As most pundits expected, the missile strike that opened the war in Iraq on March 19 spurred a worldwide market rally that ended with the Dow up 150 points. This sharp surge ended almost as quickly and dramatically as it began, as global markets reacted precipitously to the realization that Saddam’s regime would not yield without a fight, and to reports of American-led forces encountering fierce resistance in their drive to reach Baghdad. Major U.S. stock indices fell at least 3.5 percent, and sharp declines wiped out much of the big gains realized in the first couple of days of the conflict— suggesting that the run-up had been based on initial hopes that the “shock and awe” military campaign would secure a relatively swift victory.
Anxious investors eyeing the business headlines noted that the Dow saw its worse day since September 2002, but could take some comfort from the fact that U.S. indices remained well above March 12 levels, when they reached their lowest point for many months.
But, the big question remains. After the paralyzing uncertainty of the past month or so, will the Iraqi war help put the market back on track? In the past, conflict has done just that. Desert Storm unleashed a bull’s rally back in 1991, and some experts --but not all-- predict a similar outcome once victory is secured in Iraq.

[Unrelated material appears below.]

Issue #2555, opened 2021-08-13
Make RealmSet queryable


nirinchev:
### Description

Similar to https://github.com/realm/realm-dotnet/issues/1499 but for `ISet`.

As always, opinions vary. Here is a look at how the arguments stack up:
The Bullish View
Wall Street experts, who believe that the stock market will replay previous wartime rallies, caution against over-reacting to the market’s initial gyrations in response to news coverage at the beginning of hostilities. They point out that market gains historically have continued for many months after hostilities begin. Believers in a post-war stock rebound also point to the recent release of positive economic data -- stronger than expected-- and suggest that this under-current of good news has not received much attention amidst recent pessimism.
Their optimism is based on the following:
- The recession is over, oil prices are expected to fall, and the economy continues to recover with a projected 2.6 percent growth rate for this year and 3.6 percent for 2004;
- Forecasts of real GDP growth of 5 percent or more, and -- now that barriers to investment and expansion fueled by uncertainty no longer exist-- a return to more capital spending, inventory re-stocking and hiring;
- Existing home sales continue to remain brisk and the recently published consumer confidence index showed fewer declines than expected.
Many Wall Street bears believe that past historical precedents do not apply in today’s geopolitical environment, and, in addition, that stocks face an uphill battle—war or no war. Their key points of their argument involve the following:
- This conflict will not provide the traditional post-war boost to the stock market because there are significant differences between the current Iraqi War and the 1991 Gulf conflict.
These differences include:
- Investors seem to be banking on victory in an extremely short time span. A lengthier process or setbacks may precipitate further market declines;
- America was back to business as usual after the Gulf War, but, when the Iraqi war ends, our nation most likely will brace for possible terrorist retaliation; and
- After the war, rebuilding Iraq most likely will require continued U.S. presence and financial support for many years. Difficulties in the re-building process could unsettle U.S. markets long after the war ends.
- The economy remains slack as evidenced by the fact that manufacturing capacity stands at about 75 percent today--versus 80 percent after the Gulf War--and job creation is expected to remain spotty at best.
Instead of looking to the war to give stocks a much-needed boost, these experts believe that a sustained bull market can only come from improved corporate performance. And, most of them expect earnings to remain weak, not showing much growth until 2004—and even then, they note that profits will not hit the 20 percent growth rate seen back in 1992.